Work task
For this exercise, output the line holding "- failedReason" and all subsequent lines of the entries below, unchanged, up to and including the last.

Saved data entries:
= Beginning of Section =
Issue #169, opened 2024-05-02
Implement StoredQuery API in the demo-app


jonmagic:
Use sqlite for the database and graphql for the API and it should have these resolvers:

- createStoredQuery
  - args
    - query
    - source
    - name
    - description
- updateStoredQuery
  - args
    - id
    - name
    - description
    - expireAt
- archiveStoredQuery
  - args
    - id
- showStoredQuery
  - args
    - id
  - fields
    - id
    - query
    - source
      - name
      - type (mysql, trino, kusto, etc)
    - creatorId
    - createdAt
    - startedAt
    - completedAt
    - archivedAt
    - expireAt
    - failedAt
    - failedReason
    - columns
    - tables
- showStoredQueryRows
  - args
    - first
    - after
    - before
    - last
  - fields
    - edges
      - node
        - seializedData
- searchStoredQueries
  - args
    - first
    - after
    - before
    - last
    - filterBy
      - creatorId
      - serializedColumns
      - serializedTableNames
      - started
      - completed
      - failed
      - archived
  - fields
    - edges
      - node (StoredQuery)

jonmagic:
I think this can be closed.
= End of Section =
Reply
    - failedReason
    - columns
    - tables
- showStoredQueryRows
  - args
    - first
    - after
    - before
    - last
  - fields
    - edges
      - node
        - seializedData
- searchStoredQueries
  - args
    - first
    - after
    - before
    - last
    - filterBy
      - creatorId
      - serializedColumns
      - serializedTableNames
      - started
      - completed
      - failed
      - archived
  - fields
    - edges
      - node (StoredQuery)

jonmagic:
I think this can be closed.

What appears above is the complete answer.